→ Required work
Without omitting anything, retype the data that follows.

Supplied records START

PR #1968, opened 2022-05-09
Add WaitForStopTask to DrtEventsReaders's list

luchengqi7:
The newly added WaitForStopTask is not yet in the list of the recognized DRT activity in the DrtEventsReaders. We need to add it in order to run DRT events reader properly.

### DIFF
--- a/contribs/drt/src/main/java/org/matsim/contrib/drt/util/DrtEventsReaders.java
+++ b/contribs/drt/src/main/java/org/matsim/contrib/drt/util/DrtEventsReaders.java
@@ -26,6 +26,7 @@ import java.util.List;
 import java.util.Map;
 
 import org.matsim.contrib.drt.extension.edrt.schedule.EDrtChargingTask;
+import org.matsim.contrib.drt.extension.preplanned.optimizer.WaitForStopTask;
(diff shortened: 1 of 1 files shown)


michalmac:
This task type is (currently) available only in one of extensions. That's way it should not leak into the standard drt.

@luchengqi7 @nkuehnel I have been thinking about splitting the drt contrib into drt and drt-extensions. This way we can easily notice cases where the standard drt depends on drt-extensions. Avoiding such reverse dependencies may result in a bit of extra work short term, but I think it will also lead to design decisions which are better long term. If no one objects, I will do the split in the coming days.

nkuehnel:
> I have been thinking about splitting the drt contrib into drt and drt-extensions
no objection from our side :)

michalmac:
#1972 made the events processing more open to non-standard drt task types. When reading events from file, you need to provide a list of non-standard types:
```java
DrtEventsReaders.createEventsReader(eventManager, MySpecialTaskType.class, MyVerySpecialTaskType.class);
```
@luchengqi7 will that work for you?

luchengqi7:
Yes, it works for me. Thanks a lot!

michalmac:
> Yes, it works for me. Thanks a lot!

I will then close this PR.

Supplied records END

→ Answer for the task
PR #1968, opened 2022-05-09
Add WaitForStopTask to DrtEventsReaders's list

luchengqi7:
The newly added WaitForStopTask is not yet in the list of the recognized DRT activity in the DrtEventsReaders. We need to add it in order to run DRT events reader properly.

### DIFF
--- a/contribs/drt/src/main/java/org/matsim/contrib/drt/util/DrtEventsReaders.java
+++ b/contribs/drt/src/main/java/org/matsim/contrib/drt/util/DrtEventsReaders.java
@@ -26,6 +26,7 @@ import java.util.List;
 import java.util.Map;
 
 import org.matsim.contrib.drt.extension.edrt.schedule.EDrtChargingTask;
+import org.matsim.contrib.drt.extension.preplanned.optimizer.WaitForStopTask;
(diff shortened: 1 of 1 files shown)


michalmac:
This task type is (currently) available only in one of extensions. That's way it should not leak into the standard drt.

@luchengqi7 @nkuehnel I have been thinking about splitting the drt contrib into drt and drt-extensions. This way we can easily notice cases where the standard drt depends on drt-extensions. Avoiding such reverse dependencies may result in a bit of extra work short term, but I think it will also lead to design decisions which are better long term. If no one objects, I will do the split in the coming days.

nkuehnel:
> I have been thinking about splitting the drt contrib into drt and drt-extensions
no objection from our side :)

michalmac:
#1972 made the events processing more open to non-standard drt task types. When reading events from file, you need to provide a list of non-standard types:
```java
DrtEventsReaders.createEventsReader(eventManager, MySpecialTaskType.class, MyVerySpecialTaskType.class);
```
@luchengqi7 will that work for you?

luchengqi7:
Yes, it works for me. Thanks a lot!

michalmac:
> Yes, it works for me. Thanks a lot!

I will then close this PR.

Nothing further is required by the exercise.